In cases where a defendant alleges fraudulent joinder, the Tenth Circuit has directed district courts to “pierce the pleadings, consider the entire record, and determine the basis of joinder by any means available.” Nerad v. AstraZeneca Pharmaceuticals, Inc., 203 Fed.Appx. 911, 913 (10th Cir.2006). While the court is to pierce the pleadings, the court is
not to “pre-try, as a matter of course, doubtful issues of fact to determine removability; the issue must be capable of summary determination and be proven with complete certainty.” Smoot v. Chicago, Rock Island & Pac. R.R. Co., 378 F.2d 879, 882 (10th Cir.1967). Furthermore, “[a] claim which can be dismissed only after an intricate analysis of state law
is not so wholly insubstantial and frivolous that it may be disregarded for purposes of diversity jurisdiction.” Brazell v. Waite, 525 Fed.Appx. 878, 881 (10th Cir.2013). The elements of a tortious interference claims are (1) interference with a business or contractual right; (2) malicious and wrongful interference that is neither justified, privileged, nor excusable; (3) damage proximately sustained as a result of the interference. Tuffy’s, Inc.
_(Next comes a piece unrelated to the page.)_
PR #208, opened 2019-07-31
OBS-17: implement client credentials grant flow

s-urbaniak:
This change configures telemeter server to use the client credentials grant flow if the authorize username is unset.

This should make the transition to sso.redhat.com (using client credentials grant) from developers.redhat.com (using resource owner password credentials grant) very easy, by simply setting RHD_USERNAME to empty string `""`, and just reconfiguring RHD_CLIENT_ID, RHD_PASSWORD, and RHD_URL.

4 v. City of Oklahoma City, 212 P.3d 1158, 1165 (Okla.2009). An agent or employee generally cannot be held liable for interfering with a contract between the principal and a third party.
Voiles v. Santa Fe Minerals, Inc., 911 P.2d 1205, 1210 (Okla.1996). An exception exists in that liability may be present where the agent or employee acts in bad faith and contrary to the interests of the principal. Martin v. Johnson, 975 P.2d 889, 896-97 (Okla.1988). Under the applicable standard, the court grants the present motion.